If I were to install scipy from a particular index, it’s going to expect the copy of numpy it was bulit with. If that same index also provides numpy, it’s likely going to be the consistent one (if I’m setting up the index, it’s 100% the right one, but I can’t speak for what other people might do).

So if you grab scipy from my index and numpy from PyPI even though there was a numpy on my index, things could break. And if the user is only thinking “I want scipy”, they’re not going to extend their list of packages to specify all dependencies so that they come from the right place - they’re just going to want the right ones.

Index prioritisation works here, because in order to get my scipy my index must’ve been higher than PyPI, which means my numpy is also higher. In the “all indexes are equal” there’s no way to guarantee this.

pf_moore · October 7, 2024, 9:36pm

Ah, OK. That’s a case where wheel tags and dependency specifiers aren’t fine-grained enough. Yes, index prioritisation is a workaround for that problem. I don’t know if we should promote it to being the “officially sanctioned solution”, though…

sinoroc · October 8, 2024, 5:36pm

Of course, there is not much of a design yet. : D

Good, that is all I wanted to hear.

My gut feeling is to disagree here, but I rarely use the pypackaging-native kind of packages, so my gut feeling might be very wrong. Anyway, from my point of view, the “rules” should be followed strictly. If I configure things to have scipy from a specific index but nothing for numpy, then numpy should come from PyPI. Shouldn’t this kind of issues rather be solved by one of the following?
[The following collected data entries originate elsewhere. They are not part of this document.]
PR #88, opened 2020-09-03
Add tests in Java to validate API.

zach-klippenstein:
These tests don't run anything, but let us see how these APIs look from Java
and ensure we don't break them.


radiography/src/main/java/radiography/ViewStateRenderers.kt
```diff
@@ -183,6 +183,7 @@ public object ViewStateRenderers {
    */
   @ExperimentalRadiographyComposeApi
   @JvmStatic
+  @JvmSynthetic
   internal fun composeTextRenderer(
```
zach-klippenstein, line 187: This was showing up in Java, oops.

steve-the-edwards (approved):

sinoroc · October 8, 2024, 5:46pm

Also, in my mind, things would come with instructions anyway. I assume that somewhere I would read something like this:

We recommend you to run these commands to install scipy and numpy from our package index server.
pip add-repo --name=scipy --url=https://repo.scipy.example/some-specific-build/simple/
pip add-rule --packages=scipy,numpy --repo=scipy
pip install scipy

The model I have in mind is for example the instructions to install Docker on Debian. I am not saying it is a perfect or even a very good model, but it does work.

jamestwebber · October 8, 2024, 5:55pm

I think this could get pretty annoying once you get a little deeper into such an ecosystem. If I need to install pynndescent from a specific index, I don’t want to have to make sure I specify a compatible index for scikit-learn, numba, and scipy, and all of their dependencies (i.e. numpy isn’t a listed dependency but it is necessary as well).

I think your comment above is the right answer: with something like selector packages, or external dependencies, these packages could self-describe what constitutes a compatible dependency. In that case, you don’t need to pin an index for every package, just for the thing you are directly installing.

I think this idea is dependent on solving that open question–how to specify the non-python dependencies that are causing these subtle incompatibilities.

pf_moore · October 8, 2024, 6:24pm

Does it get annoying for Linux distros? That’s a genuine question, as I don’t use Linux much, but my impression was that this is very similar to the model used for adding non-default channels in something like apt-get.

If it works for Linux, I don’t see why it wouldn’t work here as well.